The mortality rates of patients with flail chest injuries treated nonoperatively reported in the current literature are alarmingly high. Ahmed et al. reported a mortality rate of 29 % in nonoperatively managed patients [1]. Voggenreiter et al. reported a 39 % mortality rate in patients with flail chest injuries and without pulmonary contusions managed nonoperatively [8]. Balci et al. noted similarly poor results, with 21–33 % mortality in nonoperatively treated patients [14]. Landercasper et al. noted a lower rate of mortality, with 13 % of patients expiring during the initial hospitalization and an additional 8 % expiring between 1 month and 9 years of the injury [15]. Rib fractures alone imparted a 5.7 % mortality rate in the report by Sirmali et al., with a 3.3 % mortality rate due to pulmonary causes. In the subgroup of patients with rib fracture who expired due to pulmonary causes, patients with >6 rib fractures accounted for 85 % of deaths [16].

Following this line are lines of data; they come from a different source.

Issue #883, opened 2024-11-25
Ureq 3.x: keep the ability to get response uri


Rileran:
In ureq 2.x, the `get_url` method on the `Response` struct allowed to get the final uri used in case of HTTP redirect.

With the use of the `http` crate, this feature is gone because the `Response` object does not keep the uri. I think it may be possible to use the `Extension` feature of the `http` crate to bring back this feature. Would you be interested in a PR?

For reference, this mechanism is currently used by `reqwest` to provide this feature: https://github.com/seanmonstar/reqwest/blob/e2d4b14c695acaebe531af7ce4712e182278f38a/src/response.rs

algesten:
Closed by #884.

Thanks!

PR #884, opened 2024-11-25
Allow accessing last redirected Uri from Response<Body>

Rileran:
Not sure where to put the documentation associated.

Related to https://github.com/algesten/ureq/issues/883

### DIFF
--- a/src/response.rs
+++ b/src/response.rs
@@ -1,0 +1,25 @@
+use http::Uri;
+
+use crate::body::Body;
+use crate::http;
+
+#[derive(Debug, Clone)]
+pub(crate) struct ResponseUri(pub http::Uri);
+
+/// Extension trait for `http::Response<Body>` objects
+///
+/// Allows the user to access the `Uri` in http::Response
+pub trait ResponseExt {
+    /// The Uri we ended up at. This can differ from the request uri when we have followed redirects.
+    fn get_uri(&self) -> &Uri;
+}
+
+impl ResponseExt for http::Response<Body> {
+    fn get_uri(&self) -> &Uri {
+        &self
+            .extensions()
+            .get::<ResponseUri>()
+            .expect("uri to have been set")
+            .0
+    }
+}
--- a/src/lib.rs
+++ b/src/lib.rs
@@ -431,6 +431,7 @@ use http::{Request, Response, Uri};
 pub use proxy::Proxy;
 pub use request::RequestBuilder;
 use request::{WithBody, WithoutBody};
+pub use response::ResponseExt;
 pub use send_body::AsSendBody;
 
 mod agent;
@@ -441,6 +442,7 @@ mod pool;
 mod proxy;
 mod query;
 mod request;
+mod response;
 mod run;
 mod send_body;
 mod timings;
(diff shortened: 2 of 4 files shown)


algesten:
Hi @Rileran, and welcome to ureq!

Thank you for this. I wonder whether it's better to expose this as an extension trait for Response, thus getting it documented?

```rs
pub trait ResponseExt {
    fn get_uri(&self) -> Uri;
}

impl ResponseExt for Response<Body> {
...
}
```

src/response.rs
```diff
@@ -0,0 +1,20 @@
+use http::{Response, Uri};
+
+use crate::body::Body;
+use crate::http;
+
+/// Extension trait for http::response::Builder objects
```
algesten, line 6: The trait is for `http::Response<Body>`

src/response.rs
```diff
@@ -0,0 +1,20 @@
...
+///
+/// Allows the user to access the `Uri` in http::Response
+pub trait ResponseExt {
+    /// The Uri we ended up at. This can differ from the request uri when we have followed redirects.
+    fn get_uri(&self) -> &Uri;
+}
+
+impl ResponseExt for Response<Body> {
```
algesten, line 14: Internally we always prefix some `http` crate types to make sure there is no confusion. This line should read:

`impl ResponseExt for http::Response<Body> {`

src/response.rs
```diff
@@ -0,0 +1,20 @@
...
+    fn get_uri(&self) -> &Uri {
+        self.extensions()
+            .get::<Uri>()
```
algesten, line 17: The final question is whether to use a non-public newtype to avoid this becoming a secondary API. You can see another case for that in the same trait, where we pass `Config` in the extensions, but we don't want that object to be a public API via the extensions. So we make this `RequestLevelConfig` wrapper which is `pub(crate)` to lock it down.

https://github.com/algesten/ureq/blob/main/src/config.rs#L563

algesten (changes requested):
Looks good! Some niggly things.

algesten:
Hey @Rileran can you rebase off latest main and I think the build should go through cleanly.

Rileran:
Should be good

algesten:
Now you are only seeing the errors that are to do with this PR.

The main failing problem is that when we run the test suite on CI it runs with `cargo test --all-features` enables a feature `_test` that ensures we are not hitting real servers in the test suite. `cargo test --features _test`

Unless you find another test that is already set up correctly, you'll need to tweak `TestConnector` to handle your case.

src/transport/test.rs
```diff
@@ -290,13 +290,22 @@ fn setup_default_handlers(handlers: &mut Vec<TestHandler>) {
...
+            )?;
+            write!(
+                w,
+                "HTTP/1.1 200 OK\r\n\
+                Content-Type: application/json\r\n\
+                Content-Length: {}\r\n\
+                \r\n",
+                HTTPBIN_GET.as_bytes().len()
+            )?;
+            w.write_all(HTTPBIN_GET.as_bytes())
```
algesten, line 308: I don't think this will really do anything since ureq will make a new request to `/get` as per the `Location` header of the redirect.

algesten: I can't imagine it working. There will be a new mpsc channel for the next request, so writing the second response here should just be discarded.

algesten (approved):

algesten:
Thanks!

Issue #667, opened 2023-09-30
WebAssembly support


brandonros:
I don't know why I expected this to work with WebAssembly (it compiles for the `wasm32-unknown-unknown` target if you disable any TLS/SSL features).

But you will get to JavaScript layer and have one of what I guess is many issues (how would it know to do HTTP over `fetch()`?):

```
panicked at 'time not implemented on this platform', library/std/src/sys/wasm/../unsupported/time.rs:13:9

Stack:

Error
    at http://localhost:8080/pkg/graphql_poc.js:188:21
```

Which comes from

```
 let agent = AgentBuilder::new()
        .timeout_read(Duration::from_secs(30))
        .timeout_write(Duration::from_secs(30))
        .build();
```

I read you can use Chrono::Duration (which does support WASM) but AgentBuilder would need to accept non std::time::Duration?

algesten:
Hi @brandonros! Welcome to ureq!

I have never used WebAssembly myself, so I don't actually know what would be required to make that work. The `Duration` here are ultimately used as socket timeouts. Those sockets are `std::net::TcpStream`, and I'll imagine that even if we get past the `Duration` problems, we will get to a dead end for the sockets. I don't know if it would be possible to solve that – blocking sockets at the bottom of the call stack?

A possible direction for a ureq 3.0, would be to isolate the HTTP request/response function into a Sans IO pattern backing library without allocations, deliberately target no_std and webassembly. Then make nice higher level wrappers for std, no_std and webasm that sits on the same core.

jsha:
I'm curious @brandonros, what's the use case for using ureq in WebAssembly?

If it's useful, we could probably do something where all the meaningful features are stubbed out to `fetch`, but we'd need some motivating use cases.

I do really like the idea of making a no_std version of ureq (with more user-friendly features stacked on top when std is present).

algesten:
@jsha i've been thinking about the no_std thing.

Here's an experiment just fleshing out what a no_std low level API could look like: https://github.com/algesten/h1-call

Design goals:

* `no_std` and no alloc crate. Stack is enough
* Sans-IO. Bring your own transport.
* Allow flushing the buffer to the transport at any point. I.e. do not require all headers to be in the borrowed buffer at the same time.
* Encode protocol as types, i.e. let `State` mean "the state the call is currently in", `Version` means Http/1.0 or 1.1. `Method` means GET/HEAD/etc...
[...]

PR #893, opened 2024-11-26
use web_time

brandonros:
part of https://github.com/algesten/ureq/issues/667

### DIFF
--- a/Cargo.lock
+++ b/Cargo.lock
@@ -142,6 +142,12 @@ dependencies = [
 ]
 
 [[package]]
+name = "bumpalo"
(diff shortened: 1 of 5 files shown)


algesten:
To keep the dependency count low, I'd like to introduce a `std` feature flag that is on by default.

This dependency should be pulled in when `std` is not present.

algesten:
I see you already got that part. I managed to run your wasm test, thanks!

I'll make a branch for the no_std work so you can rebase this PR against that.

brandonros:
moving to https://github.com/algesten/ureq/pull/900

Most studies that report mortality data in patients with flail chest injuries treated operatively report lower mortality rates than patients treated nonoperatively. Pooling the data from 7 studies and 582 patients, Slobogean found an odds ratio for mortality of 0.31 in patients treated operatively versus those treated nonoperatively and a number needed to treat of only five (treating five patients operatively prevented one death) [3]. Ahmed et al. report an 8 % mortality rate in patients treated operatively compared with a 29 % mortality rate in those treated nonoperatively [1]. Similarly, Mouton et al. reported an 8.7 % mortality rate in patients treated operatively (there was no nonoperative cohort in this study) [7], and Lardinois et al. report an 11 % mortality rate in patients undergoing surgical stabilization (no nonoperative cohort) [6]. Despite demonstrating 21–33 % mortality in nonoperative patients, Balci et al. reported a substantial improvement in operative patients, who had a 10 % mortality rate [14]. Although limited by small numbers in each group, Voggenreiter et al. reported 100 % survival in patients with flail chest injuries (without pulmonary contusions) treated operatively [8]. In this series, operatively treated patients with pulmonary contusions fared significantly worse, with a mortality rate of 30 %. Despite the notable increase in mortality rate associated with pulmonary contusion, these patients still showed a lower mortality rate than nonoperatively treated patients without pulmonary contusions, who suffered an extremely high 39 % mortality rate.